## EXERCISE OBJECTIVE
From the data below, return all lines holding the string "hamilton".

Stored items
PR #774, opened 2024-03-21
`fix` reduce type constraints on JSON materializer

zilto:
This issue is a follow-up on #690 

Before, the JSON Loader&Saver would only support `dict` type objects. However, the [JSON format specs](https://www.json.org/json-en.html) are more flexible. We then introduced support for `List[dict]`.

However, it seems reasonable to support more generally `list` (of `str`, `int`, `None`, etc.). By making it more flexible, we delegate to the underlying `json` Python library to surface "not json-serializable" errors to the user.

## Changes
- changed supported types from `List[dict]` to `list`
- adjusted tests accordingly

## How I tested this
- test succeed locally

## Checklist

### DIFF
--- a/hamilton/io/default_data_loaders.py
+++ b/hamilton/io/default_data_loaders.py
@@ -4,7 +4,7 @@ import json
 import os
 import pathlib
 import pickle
-from typing import Any, Collection, Dict, List, Tuple, Type, Union
+from typing import Any, Collection, Dict, Tuple, Type, Union
 
 from hamilton.io.data_adapters import DataLoader, DataSaver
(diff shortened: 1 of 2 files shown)


elijahbenizzy (approved):
OK, I think this should be 100% backwards compatible. Only issue is if the original json gets passed over to someone's custom json one, but that should work anyway (as we'll do the same thing). Might want to add a note on this.

Basically, we evaluate on type + order -- they're supposed to add their custom one in last, as it is done in reverse order. Given that, I don't think this will break anything.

## RESULT OF THIS TASK
--- a/hamilton/io/default_data_loaders.py
+++ b/hamilton/io/default_data_loaders.py
 from hamilton.io.data_adapters import DataLoader, DataSaver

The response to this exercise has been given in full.